**Task:**
Lines in the listing below that hold "instituteName" are the ones to copy.

**Dataset records:**
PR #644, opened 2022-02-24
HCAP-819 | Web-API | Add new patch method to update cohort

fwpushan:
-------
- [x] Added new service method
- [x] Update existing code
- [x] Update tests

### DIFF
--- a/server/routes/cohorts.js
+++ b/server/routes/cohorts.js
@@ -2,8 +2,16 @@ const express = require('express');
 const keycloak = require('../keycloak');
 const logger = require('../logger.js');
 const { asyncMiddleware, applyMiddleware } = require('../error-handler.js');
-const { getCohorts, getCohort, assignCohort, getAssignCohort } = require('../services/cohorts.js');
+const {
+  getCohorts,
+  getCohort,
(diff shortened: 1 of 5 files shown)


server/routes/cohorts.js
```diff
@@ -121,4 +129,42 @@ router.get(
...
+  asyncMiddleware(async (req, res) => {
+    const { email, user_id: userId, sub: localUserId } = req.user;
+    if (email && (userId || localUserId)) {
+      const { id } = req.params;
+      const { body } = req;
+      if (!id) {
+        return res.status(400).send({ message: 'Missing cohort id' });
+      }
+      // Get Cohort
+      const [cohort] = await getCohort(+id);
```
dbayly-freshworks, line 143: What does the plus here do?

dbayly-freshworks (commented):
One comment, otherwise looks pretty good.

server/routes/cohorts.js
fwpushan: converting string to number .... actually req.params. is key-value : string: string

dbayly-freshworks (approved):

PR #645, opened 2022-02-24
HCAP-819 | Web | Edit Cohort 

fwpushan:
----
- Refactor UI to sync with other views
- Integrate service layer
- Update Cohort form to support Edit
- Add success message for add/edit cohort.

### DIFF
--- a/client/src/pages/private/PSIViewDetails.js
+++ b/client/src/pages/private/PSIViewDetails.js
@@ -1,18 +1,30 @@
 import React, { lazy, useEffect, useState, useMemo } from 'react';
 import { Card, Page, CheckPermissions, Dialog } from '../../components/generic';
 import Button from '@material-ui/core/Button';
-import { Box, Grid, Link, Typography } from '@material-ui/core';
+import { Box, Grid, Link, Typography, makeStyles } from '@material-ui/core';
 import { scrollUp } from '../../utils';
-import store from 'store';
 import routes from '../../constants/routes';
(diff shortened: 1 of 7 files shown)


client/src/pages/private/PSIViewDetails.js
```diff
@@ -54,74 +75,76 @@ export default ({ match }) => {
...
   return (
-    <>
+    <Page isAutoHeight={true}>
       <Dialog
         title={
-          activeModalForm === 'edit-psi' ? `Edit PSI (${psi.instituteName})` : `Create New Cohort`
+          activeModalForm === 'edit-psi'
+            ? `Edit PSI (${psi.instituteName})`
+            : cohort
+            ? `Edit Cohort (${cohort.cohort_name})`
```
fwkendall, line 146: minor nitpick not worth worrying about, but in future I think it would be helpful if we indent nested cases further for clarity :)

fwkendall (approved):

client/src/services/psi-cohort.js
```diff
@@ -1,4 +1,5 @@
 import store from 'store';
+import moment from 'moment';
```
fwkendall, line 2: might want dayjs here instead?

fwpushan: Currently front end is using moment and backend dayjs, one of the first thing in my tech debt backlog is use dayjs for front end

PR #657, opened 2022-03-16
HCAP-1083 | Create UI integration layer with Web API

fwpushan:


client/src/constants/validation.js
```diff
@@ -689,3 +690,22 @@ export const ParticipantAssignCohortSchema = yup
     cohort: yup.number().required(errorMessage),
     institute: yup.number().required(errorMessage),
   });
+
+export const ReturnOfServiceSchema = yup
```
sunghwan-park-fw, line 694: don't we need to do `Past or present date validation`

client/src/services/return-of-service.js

* * *

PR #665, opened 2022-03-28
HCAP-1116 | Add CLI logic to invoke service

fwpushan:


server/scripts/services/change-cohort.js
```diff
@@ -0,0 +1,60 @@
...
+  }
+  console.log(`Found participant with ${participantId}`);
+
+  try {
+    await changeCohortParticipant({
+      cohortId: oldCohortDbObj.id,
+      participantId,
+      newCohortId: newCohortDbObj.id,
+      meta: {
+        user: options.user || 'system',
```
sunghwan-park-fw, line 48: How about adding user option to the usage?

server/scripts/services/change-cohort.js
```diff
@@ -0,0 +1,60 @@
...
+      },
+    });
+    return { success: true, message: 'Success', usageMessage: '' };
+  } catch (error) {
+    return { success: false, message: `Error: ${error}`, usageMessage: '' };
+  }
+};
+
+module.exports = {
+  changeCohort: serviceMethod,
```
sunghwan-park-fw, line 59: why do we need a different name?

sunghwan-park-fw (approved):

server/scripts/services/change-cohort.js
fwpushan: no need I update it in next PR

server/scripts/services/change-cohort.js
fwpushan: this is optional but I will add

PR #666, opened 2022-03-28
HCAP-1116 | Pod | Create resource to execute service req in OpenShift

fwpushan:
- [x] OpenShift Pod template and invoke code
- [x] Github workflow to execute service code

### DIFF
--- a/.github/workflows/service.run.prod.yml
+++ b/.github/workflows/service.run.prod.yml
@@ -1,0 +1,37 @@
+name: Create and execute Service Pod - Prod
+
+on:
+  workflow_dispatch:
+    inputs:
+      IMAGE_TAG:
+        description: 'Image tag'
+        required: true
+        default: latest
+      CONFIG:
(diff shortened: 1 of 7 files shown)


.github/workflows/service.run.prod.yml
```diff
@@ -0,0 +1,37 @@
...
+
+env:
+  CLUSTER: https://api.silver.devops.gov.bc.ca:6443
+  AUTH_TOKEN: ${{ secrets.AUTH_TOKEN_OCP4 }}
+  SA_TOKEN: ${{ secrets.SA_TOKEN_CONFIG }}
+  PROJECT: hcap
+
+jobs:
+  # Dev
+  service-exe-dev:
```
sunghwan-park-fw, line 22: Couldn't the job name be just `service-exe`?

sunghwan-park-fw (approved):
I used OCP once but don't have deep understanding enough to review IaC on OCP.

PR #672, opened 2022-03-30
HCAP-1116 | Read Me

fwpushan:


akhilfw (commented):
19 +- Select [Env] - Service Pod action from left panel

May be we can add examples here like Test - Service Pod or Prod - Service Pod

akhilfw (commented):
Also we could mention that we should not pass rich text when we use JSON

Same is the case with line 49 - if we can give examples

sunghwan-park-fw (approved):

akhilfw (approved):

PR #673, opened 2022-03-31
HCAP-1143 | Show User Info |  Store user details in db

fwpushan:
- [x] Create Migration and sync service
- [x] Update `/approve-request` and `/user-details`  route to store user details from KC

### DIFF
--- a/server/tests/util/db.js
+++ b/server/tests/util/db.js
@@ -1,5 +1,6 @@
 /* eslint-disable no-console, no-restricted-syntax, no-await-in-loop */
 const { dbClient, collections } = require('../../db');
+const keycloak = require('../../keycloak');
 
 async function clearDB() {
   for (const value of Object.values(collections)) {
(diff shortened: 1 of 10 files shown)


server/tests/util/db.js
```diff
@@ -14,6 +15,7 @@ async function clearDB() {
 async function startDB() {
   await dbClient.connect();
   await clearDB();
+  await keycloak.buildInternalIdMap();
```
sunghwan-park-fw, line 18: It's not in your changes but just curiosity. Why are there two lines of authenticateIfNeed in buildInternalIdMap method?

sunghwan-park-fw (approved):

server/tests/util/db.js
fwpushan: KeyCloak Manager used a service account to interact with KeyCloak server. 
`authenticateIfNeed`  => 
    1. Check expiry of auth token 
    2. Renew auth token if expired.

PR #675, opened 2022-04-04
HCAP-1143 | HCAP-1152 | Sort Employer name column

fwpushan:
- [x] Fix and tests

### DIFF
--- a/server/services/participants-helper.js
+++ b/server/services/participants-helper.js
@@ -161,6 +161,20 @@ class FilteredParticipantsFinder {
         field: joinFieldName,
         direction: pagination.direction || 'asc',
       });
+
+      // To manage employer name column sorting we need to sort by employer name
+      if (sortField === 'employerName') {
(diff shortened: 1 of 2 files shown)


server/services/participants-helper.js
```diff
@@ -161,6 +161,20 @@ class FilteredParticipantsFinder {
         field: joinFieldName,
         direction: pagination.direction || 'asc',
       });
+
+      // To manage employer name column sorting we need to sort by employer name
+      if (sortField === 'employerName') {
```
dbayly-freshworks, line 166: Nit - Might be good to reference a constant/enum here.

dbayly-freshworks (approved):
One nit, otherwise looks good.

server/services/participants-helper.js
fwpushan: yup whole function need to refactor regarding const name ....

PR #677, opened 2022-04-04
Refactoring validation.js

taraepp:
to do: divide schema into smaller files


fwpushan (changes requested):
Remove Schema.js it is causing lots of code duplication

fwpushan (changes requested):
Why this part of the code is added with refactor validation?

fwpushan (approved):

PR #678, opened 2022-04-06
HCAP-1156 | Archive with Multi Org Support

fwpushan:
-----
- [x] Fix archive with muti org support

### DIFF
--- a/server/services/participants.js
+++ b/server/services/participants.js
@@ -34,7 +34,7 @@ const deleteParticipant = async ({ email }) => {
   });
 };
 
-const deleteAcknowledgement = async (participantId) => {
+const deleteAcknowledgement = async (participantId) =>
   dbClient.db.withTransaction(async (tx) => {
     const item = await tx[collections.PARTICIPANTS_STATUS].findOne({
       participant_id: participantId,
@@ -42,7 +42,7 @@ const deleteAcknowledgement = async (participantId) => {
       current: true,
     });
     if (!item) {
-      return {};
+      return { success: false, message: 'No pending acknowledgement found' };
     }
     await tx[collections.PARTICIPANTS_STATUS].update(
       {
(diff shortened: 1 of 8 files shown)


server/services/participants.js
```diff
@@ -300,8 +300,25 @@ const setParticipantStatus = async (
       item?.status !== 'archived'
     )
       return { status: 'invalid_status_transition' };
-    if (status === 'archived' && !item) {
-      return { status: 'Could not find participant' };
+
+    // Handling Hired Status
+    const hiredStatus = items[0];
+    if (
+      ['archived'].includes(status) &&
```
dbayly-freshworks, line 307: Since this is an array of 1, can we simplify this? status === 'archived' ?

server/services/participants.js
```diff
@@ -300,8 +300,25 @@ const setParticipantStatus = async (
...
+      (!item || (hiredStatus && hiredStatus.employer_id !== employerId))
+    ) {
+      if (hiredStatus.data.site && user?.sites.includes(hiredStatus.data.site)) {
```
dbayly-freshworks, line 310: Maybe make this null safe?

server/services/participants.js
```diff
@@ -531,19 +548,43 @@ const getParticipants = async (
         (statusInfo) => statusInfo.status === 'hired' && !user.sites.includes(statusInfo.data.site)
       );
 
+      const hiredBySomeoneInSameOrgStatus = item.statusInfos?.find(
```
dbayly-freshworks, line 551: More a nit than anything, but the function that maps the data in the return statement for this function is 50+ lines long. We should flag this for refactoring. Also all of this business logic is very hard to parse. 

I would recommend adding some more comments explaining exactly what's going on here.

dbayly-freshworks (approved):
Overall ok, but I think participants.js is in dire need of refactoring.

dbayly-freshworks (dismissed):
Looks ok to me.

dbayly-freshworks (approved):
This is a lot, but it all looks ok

**Task answer:**
-          activeModalForm === 'edit-psi' ? `Edit PSI (${psi.instituteName})` : `Create New Cohort`
+            ? `Edit PSI (${psi.instituteName})`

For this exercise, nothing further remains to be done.